Réunis du 26 au 27 août, les 80 gouverneurs de la BAD devraient élire le président de l’institution dans un contexte de lutte d’influences entre plusieurs puissances.

Ce n’était jamais arrivé dans l’histoire de la Banque africaine de développement depuis sa création en 1964. Pour la première fois, la principale institution de financement du continent africain tient du mercredi 26 au jeudi 27 août ses assemblées annuelles sur le mode virtuel à cause de la pandémie du Covid-19. Exit donc les bruits de couloirs, les rumeurs de l’hôtel Ivoire-Sofitel où s’est tenue la dernière réunion des gouverneurs à Abidjan en 2015. Après avoir porté, à la surprise générale, leur choix sur le Nigérian Akinwumi Adesina parmi huit candidats en lice, les décideurs n’auront pas beaucoup d’intrigues à démêler, car l’actuel président de la banque panafricaine est le seul candidat en lice pour un deuxième mandat de cinq ans après avoir été blanchi de toutes les allégations d’abus de pouvoir et de corruption dont il était la cible par un panel indépendant.
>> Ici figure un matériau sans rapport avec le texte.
PR #546, opened 2026-03-07
feat: use vendor_id and product_id to match switch pro controllers via bluetooth as well

Ericky14:
I found that when connected via bluetooth, my switch pro controller is listed as "Pro Controller" instead of the full name, thus matching a generic device profile instead of the specific one.

This change works, but I would like to have feedback if this is the best way to go about it.. we could also match on name "*Pro Controller", but I don't know if there are other controllers which would conflict in terms of naming


Ericky14:
> Only one small change needed for this. Just need to use the `fix:` prefix in your commit message and squash these into a single commit. Thanks!

Done

ShadowApex (approved):

PR #547, opened 2026-03-07
feat: add support for output LED events and simple LEDs

Ericky14:
This PR is adding:
- simple LED driver when it only requires brightness
- supporting common output LED events so apps can set them
- allow adding virtual udev LED devices, when connecting switch pro controller over bluetooth, the LEDs become virtual devices

This PR is best tested with commits from both of these for Switch Pro Controllers:
https://github.com/ShadowBlip/InputPlumber/pull/545
https://github.com/ShadowBlip/InputPlumber/pull/546

Additonal commits added:
- Refactored multicolor implementation to be called "rgb"
- Parse led color support from kernel sys name

### DIFF
--- a/src/input/source/led/rgb.rs
+++ b/src/input/source/led/rgb.rs
@@ -286,12 +286,6 @@ impl SourceOutputDevice for LedRgb {
                 g,
                 b,
                 brightness,
-            }
-            | OutputEvent::LedMultiColor {
-                r,
-                g,
-                b,
-                brightness,
             } => {
                 self.write_color(r, g, b)?;
                 self.write_brightness(brightness)?;
--- a/src/input/source/hidraw/legos_xinput.rs
+++ b/src/input/source/hidraw/legos_xinput.rs
@@ -186,7 +186,6 @@ impl SourceOutputDevice for LegionSXInputController {
                 self.driver.haptic_rumble(l_speed, r_speed)?;
             }
             OutputEvent::LedRgb { .. } => (),
-            OutputEvent::LedMultiColor { .. } => (),
             OutputEvent::LedSingleColor { .. } => (),
         }
 
--- a/src/input/source/hidraw/steam_deck.rs
+++ b/src/input/source/hidraw/steam_deck.rs
@@ -238,7 +238,6 @@ impl SourceOutputDevice for DeckController {
                 self.driver.write(&report)?;
             }
             OutputEvent::LedRgb { .. } => (),
-            OutputEvent::LedMultiColor { .. } => (),
             OutputEvent::LedSingleColor { .. } => (),
         }
 
--- a/src/input/source/hidraw/xpad_uhid.rs
+++ b/src/input/source/hidraw/xpad_uhid.rs
@@ -160,7 +160,6 @@ impl SourceOutputDevice for XpadUhid {
             OutputEvent::SteamDeckHaptics(_packed_haptic_report) => Ok(()),
             OutputEvent::SteamDeckRumble(_packed_rumble_report) => Ok(()),
             OutputEvent::LedRgb { .. } => Ok(()),
-            OutputEvent::LedMultiColor { .. } => Ok(()),
             OutputEvent::LedSingleColor { .. } => Ok(()),
         }
     }
--- a/src/input/source/led/multicolor.rs
+++ b/src/input/source/led/multicolor.rs
@@ -1,9 +1,0 @@
-//! Multicolor LED source device.
-//!
-//! Multicolor LEDs use the kernel `multi_intensity` sysfs interface with
-//! separate color channels (e.g. `multi_index` contains `red green blue`).
-//! They share the same driver implementation as RGB LEDs since both use
-//! the same sysfs interface — the [`LedRgb`](super::rgb::LedRgb) driver
-//! handles both encodings via the `multi_index_map`.
-
-pub use super::rgb::LedRgb as LedMultiColor;
--- a/src/input/source/led/single.rs
+++ b/src/input/source/led/single.rs
@@ -102,8 +102,7 @@ impl SourceOutputDevice for LedSingleColor {
             OutputEvent::LedSingleColor { brightness } => {
                 self.write_brightness(brightness)?;
             }
-            OutputEvent::LedRgb { brightness, .. }
-            | OutputEvent::LedMultiColor { brightness, .. } => {
+            OutputEvent::LedRgb { brightness, .. } => {
                 self.write_brightness(brightness)?;
             }
             _ => {}


src/input/manager.rs
```diff
@@ -1361,14 +1361,6 @@ impl Manager {
 
             "leds" => {
                 log::debug!("LED device added: {} ({})", device.name(), device.sysname());
-
```
pastaq, line 1364: We don't currently support virtual LED targets, so this shouldn't have a negative effect on anything currently, but it does limit future additions unless we can figure out how to identify our own virtual LEDs. (As an example, aggregate the RGB of multiple devices so they can be set as a group)

rootfs/usr/share/inputplumber/devices/60-switch_pro.yaml
```diff
@@ -26,6 +26,26 @@ source_devices:
   #- group: imu
   #  evdev:
   #    name: Nintendo Co., Ltd. Pro Controller (IMU)
+  - group: led
+    udev:
+      sys_name: "*057E*2009*:green:player-1"
```
pastaq: We should be able to pattern match these and allow for multiple sources with a single entry

src/input/composite_device/mod.rs
```diff
@@ -901,6 +906,43 @@ impl CompositeDevice {
         Ok(())
     }
 
+    /// Set the active player LED on the composite device. Turns on the LED
+    /// source device whose ID contains `player-{player}` and turns off all
+    /// other LED source devices. Pass `0` to turn all LEDs off.
```
pastaq, line 912: I recall seeing this in kernel before but I don't remember if it was Nintendo, xpad, or what. Can you list/link the kernel references you used for this interface so I can make a judgement call on if this is too opinionated an implementation?

src/input/composite_device/mod.rs
```diff
@@ -901,6 +906,43 @@ impl CompositeDevice {
...
+            if !source_id.starts_with("leds://") {
+                continue;
+            }
+
+            let brightness = match &target {
+                Some(t) if source_id.contains(t.as_str()) => 255,
+                _ => 0,
+            };
+
+            let event = OutputEvent::LED {
```
pastaq: I'm concerned about this not having any sort of color/type detection. Admittedly the existing implementation is also incomplete, but if we're touching it we should fix it instead of going deeper into the hole on this. The kernel tags LEDs with their color. We should detect if the led is a single color, multiple colors, or RGB, and have led output types for each.

src/input/source/led/simple.rs
```diff
@@ -0,0 +1,118 @@
...
+    Read(std::io::Error),
+
+    #[error("Error writing value: {0}")]
+    Write(std::io::Error),
+
+    #[error("Path not found: {0}")]
+    Path(PathBuf),
+}
+
+/// Simple brightness-only LED source device. Used for LEDs that only
```
pastaq: As stated above, I'd rather call this single or solid color and make a new output type for it

src/input/source/led.rs
```diff
@@ -85,16 +101,29 @@ impl LedDevice {
...
+    /// Return the driver type for the given device info.
+    /// Uses `LedMultiColor` when `multi_intensity` sysfs exists,
+    /// otherwise falls back to the simple brightness-only driver.
     fn get_driver_type(device: &UdevDevice) -> DriverType {
         let device_name = device.sysname();
         let name = device_name.as_str();
         log::debug!("Finding driver for LED interface: {name}");
 
-        DriverType::LedMultiColor
+        let multi_intensity = PathBuf::from(device.syspath().as_str()).join("multi_intensity");
```
pastaq: Again, if we're touching this we should fix it by checking the udev properties for the color type, rename the existing multicolor to RGB and match it on the RGB color ID, and add a new multicolor that matches on the multicolor color ID. For single color LEDs we should match on any color ID that identifies it as a single color.

pastaq (changes requested):
Patch 3 can be squashed into patch 2.

src/input/composite_device/mod.rs
Ericky14: Yea
Driver: https://github.com/torvalds/linux/blob/master/drivers/hid/hid-nintendo.c#L546
Common naming: https://github.com/torvalds/linux/blob/master/include/dt-bindings/leds/common.h#L70
Basic naming docs: https://github.com/torvalds/linux/blob/master/Documentation/leds/leds-class.rst#led-device-naming

src/input/source/led.rs
Ericky14: There won't be much of a distinction between multicolor and RGB for now code-wise, correct? I don't have a multicolor LED to test with, I'll do the renaming though

src/input/source/led/simple.rs
Ericky14: I'll rename it to single

src/input/composite_device/mod.rs
Ericky14: Adding detection of color based on sys name

Ericky14:
Tested LedRgb path in the Ayaneo device with "dbus-send --system --print-reply --type=method_call --dest=org.shadowblip.InputPlumber /org/shadowblip/InputPlumber/CompositeDevice1 org.shadowblip.Input.CompositeDevice.SetLedColor byte:44 byte:44 byte:0 byte:255", it was working great
Using this driver https://github.com/ShadowBlip/ayaneo-platform

src/input/manager.rs
Ericky14: I implemented this method of differentiating between inputplumber's own virtual devices and other virtual devices, since inputplumber LEDs don't go through uhid, we can just check syspath
Let me know if this is good
https://github.com/ShadowBlip/InputPlumber/pull/547/changes/a60f0585ed2b39e572e9d09e5d79a335253bf82a

src/input/source/led.rs
pastaq: We can just rename it for now. Multicolor would be a hashmap if color string to u8, determined by the number of colors it supports. For now we can just abort if we match multicolor.

Ericky14: Removed multicolor, left just the renaming to rgb

src/dbus/interface/composite_device.rs
```diff
@@ -343,6 +344,59 @@ impl CompositeDeviceInterface {
...
+        )
+        .await?;
+        self.composite_device
+            .set_player_led(player)
+            .await
+            .map_err(|e| fdo::Error::Failed(e.to_string()))?;
+
+        Ok(())
+    }
+
```
ShadowApex, line 399: Not all composite devices will have source devices that implement LEDs. We should instead include these methods as part of either the `SourceLedInterface` or a new interface for LED control. The current implementation also assumes the presence of only a single LED on the source device(s) outside the limited use of `set_player_led`. Ideally this interface should allow a user application to control the behavior of all individual LEDs.

src/input/composite_device/command.rs
```diff
@@ -54,6 +54,7 @@ pub enum CompositeCommand {
     #[allow(dead_code)]
     UpdateSourceCapabilities(String, HashSet<Capability>),
     UpdateTargetCapabilities(String, HashSet<Capability>),
+    SetPlayerLed(u8),
```
ShadowApex, line 57: LED writes are output events, so instead of adding a dedicated command for setting LEDs, it should instead be handled how output events are handled.

src/input/composite_device/mod.rs
```diff
@@ -323,6 +324,11 @@ impl CompositeDevice {
                             log::error!("Failed to process output event: {:?}", e);
                         }
                     }
+                    CompositeCommand::SetPlayerLed(player) => {
+                        if let Err(e) = self.set_player_led(player).await {
+                            log::error!("Failed to set player LED: {:?}", e);
+                        }
+                    }
```
ShadowApex, line 331: Also here, instead of adding a new command for LED handling, this should be processed like any other output event (i.e. in `process_output_event`)

src/input/composite_device/mod.rs
```diff
@@ -901,6 +907,67 @@ impl CompositeDevice {
...
+        };
+
+        for (source_id, source) in self.source_devices.iter() {
+            // Only target LED sources
+            if !source_id.starts_with("leds://") {
+                continue;
+            }
+
+            let brightness = match &target {
+                Some(t) if source_id.contains(t.as_str()) => 255,
```
ShadowApex, line 927: This assumes that max brightness for the LED is `255`. This value should be normalized so it can be calculated based on the source device's max value.

src/input/source/led.rs
```diff
@@ -13,92 +15,191 @@ use crate::{
...
+        assert_eq!(parse_led_color_tag("ally:rgb:joystick_rings"), "rgb");
+        assert_eq!(parse_led_color_tag("go_s:rgb:joystick_rings"), "rgb");
+        assert_eq!(parse_led_color_tag("zotac:rgb:spectra_zone_0"), "rgb");
+    }
+
+    #[test]
+    fn test_parse_color_tag_single_segment() {
+        assert_eq!(parse_led_color_tag("no_colons_here"), "");
+    }
+}
```
ShadowApex, line 205: To maintain consistency with the rest of the project, unit tests should be moved to their own `*_test.rs` file.

src/input/manager.rs
```diff
@@ -1364,8 +1364,18 @@ impl Manager {
...
+                    // Allow these through, but filter out other virtual LEDs
+                    // (e.g. future InputPlumber virtual LED targets).
+                    if device.syspath().contains("/uhid/") {
+                        log::debug!(
+                            "{dev_name} ({dev_sysname}) is a virtual LED for a Bluetooth HID device. Treating as real - {dev_path}"
+                        );
+                    } else {
+                        log::debug!("{dev_name} ({dev_sysname}) is virtual, skipping consideration for {dev_path}");
+                        notify_device_added = false;
+                    }
```
ShadowApex, line 1378: This is not correct. Checking for `uhid` in the path will not distinguish between virtual hid devices created from the bluetooth service from virtual LED devices that inputplumber creates that also use `uhid`. You will need to explicitly find the hid device that this LED is associated with and check to see if the device is a paired device in bluez.

src/dbus/interface/composite_device.rs
```diff
@@ -343,6 +344,59 @@ impl CompositeDeviceInterface {
...
+            .process_output_event(event)
+            .await
+            .map_err(|e| fdo::Error::Failed(e.to_string()))?;
+
+        Ok(())
+    }
+
+    /// Set the active player LED. Turns on the LED matching `player-{player}`
+    /// and turns off all other LED source devices. Pass `0` to turn all LEDs off.
+    async fn set_player_led(
```
ShadowApex, line 380: @pastaq What are your thoughts on if we should include and maintain this feature in inputplumber versus giving this responsibility to the application/user? The app/user could instead just turn on/off LEDs of their choosing.

src/input/composite_device/mod.rs
```diff
@@ -2218,3 +2285,26 @@ impl CompositeDevice {
...
+        "yellow" => (255, 255, 0),
+        "purple" | "violet" => (128, 0, 255),
+        "cyan" => (0, 255, 255),
+        "pink" => (255, 105, 180),
+        "lime" => (191, 255, 0),
+        "infrared" => (255, 0, 0), // Nearest visible approximation
+        "rgb" => (255, 255, 255),
+        _ => (255, 255, 255),
+    }
+}
```
ShadowApex, line 2310: These kind of kernel-level implementation details should not be part of the composite device. It is the source device's responsibility for translating output events into the correct form that the LED kernel interface expects.

src/input/source/led.rs
```diff
@@ -13,92 +15,191 @@ use crate::{
...
 };
 use std::error::Error;
-/// List of available drivers
-enum DriverType {
-    LedMultiColor,
+
+/// List of available LED drivers, determined by the LED's kernel color ID.
+pub enum DriverType {
+    /// RGB LED (sysfs color tag `rgb`). Uses `multi_intensity` interface.
+    Rgb,
```
ShadowApex, line 22: This should still be `LedMultiColor` or `MutliColor` instead of `Rgb`. A multicolor LED may or may not be RGB.

src/input/source/led.rs
```diff
@@ -13,92 +15,191 @@ use crate::{
...
-        DriverType::LedMultiColor
+        // Parse the color tag from the sysfs name (second-to-last colon segment)
+        let color_tag = parse_led_color_tag(&sysname);
+        log::debug!("LED color ID: '{color_tag}'");
+
+        let driver_type = DriverType::from_color_tag(color_tag);
+        if driver_type.is_none() {
+            log::warn!("LED '{sysname}' is not yet supported, skipping");
+        }
+        driver_type
```
ShadowApex, line 149: Are you sure if using the sysname is stable enough to assume the driver type here? It might be more robust to just check for the presence of `multi_index` to determine if it is a multicolor LED.

src/input/source/led/rgb.rs
```diff
@@ -69,13 +69,15 @@ impl TryFrom<String> for ColorType {
...
         }
     }
 }
 
-/// MultiColorChassis source device implementation
-pub struct LedMultiColor {
+/// RGB/multicolor LED source device implementation. Handles LEDs that use
+/// the kernel `multi_intensity` sysfs interface, including both RGB LEDs
+/// (packed u32 color) and multicolor LEDs (separate color channels).
+pub struct LedRgb {
```
ShadowApex, line 80: This should continue to be `LedMultiColor` instead of `LedRgb`. A multicolor LED may or may not be an RGB LED.

src/input/source/hidraw/dualsense.rs
```diff
@@ -186,6 +186,8 @@ impl SourceOutputDevice for DualSenseController {
                 }
                 Ok(())
             }
+            OutputEvent::LedRgb { .. } => Ok(()),
+            OutputEvent::LedSingleColor { .. } => Ok(()),
```
ShadowApex, line 190: DualSense controllers have LEDs, so these should be implemented in the source device implementation (or a TODO added so it can be implemented later).

ShadowApex (changes requested):
I left some comments below on this implementation, but despite these comments, I don't think this is a good overall approach for how we should handle LEDs in InputPlumber. Implementing single color LED source devices is a good change, but if we want to provide an interface for LED control over DBus, there should be a specific `DbusLed` output event that different source devices can implement. Then we can expose an LED color dbus interface either on the individual source devices and/or the composite device.

The dbus interface itself needs to be able to account for multiple LEDs, either through an interface that allows you to specify the color for each individual LED or by creating a DBus object for each LED with controls for that LED.

src/input/composite_device/mod.rs
Ericky14: I had no idea max brightness went over 255

src/input/source/led/rgb.rs
Ericky14: Isn't a multicolor LED fundamentally different than an rgb LED? Not sure if there will be any differences in implementation

src/input/composite_device/mod.rs
Ericky14: I guess this one is up to opinion, if input plumber is handling LEDs, it should take care of the heavy lifting for consuming apps, at a higher level users shouldn't have to dig into the kernel code to see what possible values there are for example IMO

src/input/composite_device/mod.rs
ShadowApex: The kernel interface provides a `max_brightness` attribute that defines the maximum brightness value. E.g.

```bash
$ cat /sys/class/leds/chromeos:multicolor:charging/max_brightness
100
```

src/input/source/led/rgb.rs
ShadowApex: An RGB LED is a subset of a multicolor LED. All RGB LEDs are mutlicolor LEDs, but not all multicolor LEDs are RGB LEDs. An RGB LED is the most common class of multicolor LEDs, but there are other multicolor LEDs. E.g. amber, red, white.

src/input/composite_device/mod.rs
ShadowApex: I think you're misunderstanding my comment. InputPlumber itself already provides a high-level API for users to use. What I'm saying here is that this code should not be in the composite device. It should instead exist inside the source device implementation code (i.e. `input/source/led/*.rs`) that controls LEDs via the kernel interface. Using the kernel interface to control LEDs is not the only way we can control LEDs. For example, in the DualSense source device implementation, we do _not_ use the kernel LED interface and instead control the gamepad's LEDs using HID packets.

src/input/manager.rs
Ericky14: Do you have docs or can you point me to the code that suggests inputplumber has `uhid` in its path?
I believe that is set by the kernel and not something you can fake

Input plumber virtual LEDs would go into /sys/devices/virtual probably like the other current virtual devices

ShadowApex: https://github.com/ShadowBlip/InputPlumber/blob/main/src/input/target/dualsense.rs#L147

src/input/source/led.rs
Ericky14: I believe so since its defined at the kernel level, but I agree your suggestion is more robust

src/input/source/led.rs
Ericky14: @pastaq What do you think? Should we keep name Rgb or MultiColor
I guess the suggestion here is to rename back to MultiColor and have a field is_rgb?

src/input/composite_device/mod.rs
Ericky14: Got it

ShadowApex:
> Initially my goal was to only implement the player LEDs, but then it became a bigger change regarding rgb/multicolor leds as well, but if we want to do this the right way then.. the remaining changes would be:
> 
>     * Create `DbusLed`  output event for source devices to implement
> 
>     * Expose an LED color control interface for both source and composite devices
> 
>     * In addition to above, potentially add one LED dbus object per LED device so consumer can control individual LEDs
> 
> 
> If this is the agreed architecture I can refactor to that, let me know @ShadowApex

That is the general sentiment, but I would first propose how you would like to approach the dbus interface to get agreement before spending time writing the implementation.

ShadowApex:
> This is what I would propose:
> 
> * Per LED dbus objects (already exists)
> 
> ```
> /org/shadowblip/InputPlumber/devices/source/input48:rgb:indicator
> /org/shadowblip/InputPlumber/devices/source/input48:white:player-1
> /org/shadowblip/InputPlumber/devices/source/input48:white:player-2
> ```
> 
> * Interface `org.shadowblip.Input.LED`
> 
> 
> ```
> Properties (read-only):
>   Name         : String    — kernel sysfs name
>   Type           : String    — "multicolor" | "single_color"
>   ColorTag   : String     — kernel color tag
>   Function   : String     — kernel function tag
> 
> Properties (read-write):
>   Brightness   : u8        — 0-max-brightness
>   Color             : (u8,u8,u8) — (r,g,b), only useful for multicolor
> 
> Methods:
>   SetColor(r: u8, g: u8, b: u8, brightness: u8)
>   SetBrightness(brightness: u8)
> ```
> 
> * New composite device interface change:
> 
> 
> ```
> Properties:
>   LEDs : Vec<ObjectPath>
> ```
> 
> * Generic LED Output Event, requiring specific devices like DualSense to produce a generic output event instead of `OutputEvent::DualSense(SetStatePackedOutputData)` which is too specific.
> 
> 
> ```
> pub enum OutputEvent {
>     Led(LedOutputEvent),
> }
> 
> pub struct LedOutputEvent {
>     pub target: Option<LedTarget>,
>     pub color: Option<(u8, u8, u8)>,
>     pub brightness: Option<u8>,
> }
> 
> pub enum LedTarget {
>     Function(String),
>     Type(LedType),  // MultiColor or SingleColor
>     All,
> }
> ```
> 
> Solution for virtual device detection:
> 
> * Short circuit virtual check by first checking if HID_ID is 0005 to match bluetooth only (Unless there can be physical virtual devices?)
> 
> * Use `HID_UNIQ` tree property to match against bluez bluetooth device (cache bluetooth device list so we don't query it each time)

Is this your proposal or an AI-generated proposal?

The interface listed here is effectively a 1-to-1 wrapper around the sysfs interface and is limited to only RGB LEDs. What about source devices that do not use the kernel LED interface?

This change should also not remove all the existing output events. There needs to be logic in place for converting different types of output events into different forms. It is up to the source device implementations to be able to convert the different LED output events into the correct form.

You also probably don't need to cache the bluetooth listings.

Ericky14:
> > This is what I would propose:
> > 
> > * Per LED dbus objects (already exists)
> > 
> > ```
> > /org/shadowblip/InputPlumber/devices/source/input48:rgb:indicator
> > /org/shadowblip/InputPlumber/devices/source/input48:white:player-1
> > /org/shadowblip/InputPlumber/devices/source/input48:white:player-2
> > ```
> > 
> > 
> >     
> >       
> >     
> > 
> >       
> >     
> > 
> >     
> >   
> > 
> > * Interface `org.shadowblip.Input.LED`
> > 
> > ```
> > Properties (read-only):
> >   Name         : String    — kernel sysfs name
> >   Type           : String    — "multicolor" | "single_color"
> >   ColorTag   : String     — kernel color tag
> >   Function   : String     — kernel function tag
> > 
> > Properties (read-write):
> >   Brightness   : u8        — 0-max-brightness
> >   Color             : (u8,u8,u8) — (r,g,b), only useful for multicolor
> > 
> > Methods:
> >   SetColor(r: u8, g: u8, b: u8, brightness: u8)
> >   SetBrightness(brightness: u8)
> > ```
> > 
> > 
> >     
> >       
> >     
> > 
> >       
> >     
> > 
> >     
> >   
> > 
> > * New composite device interface change:
> > 
> > ```
> > Properties:
> >   LEDs : Vec<ObjectPath>
> > ```
> > 
> > 
> >     
> >       
> >     
> > 
> >       
> >     
> > 
> >     
> >   
> > 
> > * Generic LED Output Event, requiring specific devices like DualSense to produce a generic output event instead of `OutputEvent::DualSense(SetStatePackedOutputData)` which is too specific.
> > 
> > ```
> > pub enum OutputEvent {
> >     Led(LedOutputEvent),
> > }
> > 
> > pub struct LedOutputEvent {
> >     pub target: Option<LedTarget>,
> >     pub color: Option<(u8, u8, u8)>,
> >     pub brightness: Option<u8>,
> > }
> > 
> > pub enum LedTarget {
> >     Function(String),
> >     Type(LedType),  // MultiColor or SingleColor
> >     All,
> > }
> > ```
> > 
> > 
> >     
> >       
> >     
> > 
> >       
> >     
> > 
> >     
> >   
> > Solution for virtual device detection:
> > 
> > * Short circuit virtual check by first checking if HID_ID is 0005 to match bluetooth only (Unless there can be physical virtual devices?)
> > * Use `HID_UNIQ` tree property to match against bluez bluetooth device (cache bluetooth device list so we don't query it each time)
> 
> Is this your proposal or an AI-generated proposal?
> 
> The interface listed here is effectively a 1-to-1 wrapper around the sysfs interface and is limited to only RGB LEDs. What about source devices that do not use the kernel LED interface?
> 
> This change should also not remove all the existing output events. There needs to be logic in place for converting different types of output events into different forms. It is up to the source device implementations to be able to convert the different LED output events into the correct form.
> 
> You also probably don't need to cache the bluetooth listings.

Apparentally no one can write anything without them being AI generated :sweat: 
Was the initial LED code in input plumber AI generated as well? Since it seems it wasn't implemented perfectly and needs a refactor.

Alright I'll let you handle it, you can close the PR. I don't want to use my personal time to discuss whether something is AI generated or not instead of solving the problem. Crazy how politics got into engineering.

But to answer your question, no it's not, I typed that after doing some research and thinking about it on the side while I am slammed with work, working overtime (already past 7pm here).

Also maybe you didn't understand my proposal, but it works just fine :man_shrugging:
I don't see why you can't just merge the events and implement a helper to map dual sense output event report to a generic led output event, having specific code all over the place is how your codebase becomes like gamescope, workarounds/hacks everywhere

PR #249, opened 2019-11-09
pass raw State to helper functions

phoracek:
Make set functions more generic by changing their input type to plain State (thus not coupled with NNS).


phoracek:
@qinqon @SchSeba could you please take a look?

PR #251, opened 2019-11-09
remove Spec from NodeNetworkState

phoracek:
The NNS will become read-only and desired state will be moved to NNCP.


phoracek:
@qinqon @SchSeba would you please take a look?

phoracek:
It sure does :D goodbye

PR #252, opened 2019-11-09
drop NodeNetworkState config controller

phoracek:
With configuration being moved to the NNCP controller, there is no need to keep the NNS config controller anymore. Therefore, this patch is removing it.

This patch also renames NNS report controller to simply NNS controller since there is no need to differentiate between two anymore


phoracek:
@qinqon could you take a look please?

Ces accusations ont cependant terni l’image du flamboyant président de la BAD, dont la réélection semblait assurée au début de l’année, avec le soutien de l’Union africaine, de la Communauté économique des États de l’Afrique de l’Ouest (Cedeao), et après une augmentation de capital géante de 115 milliards de dollars réussie en octobre 2019. Les réunions annuelles devaient se tenir à la fin mai, elles ont été reportées en raison de la propagation du coronavirus.

Akinwumi Adesina, de la consécration à la tourmente

Ce feuilleton médiatico-financier qui dure depuis avril, lorsque les accusations ont fuité dans les médias, a déstabilisé l’institution panafricaine de développement, et particulièrement son président. Adesina, 60 ans, ancien ministre de l’Agriculture du Nigeria, s’est, dès le début, vigoureusement défendu, rejetant en bloc toutes les accusations et clamant son « innocence ».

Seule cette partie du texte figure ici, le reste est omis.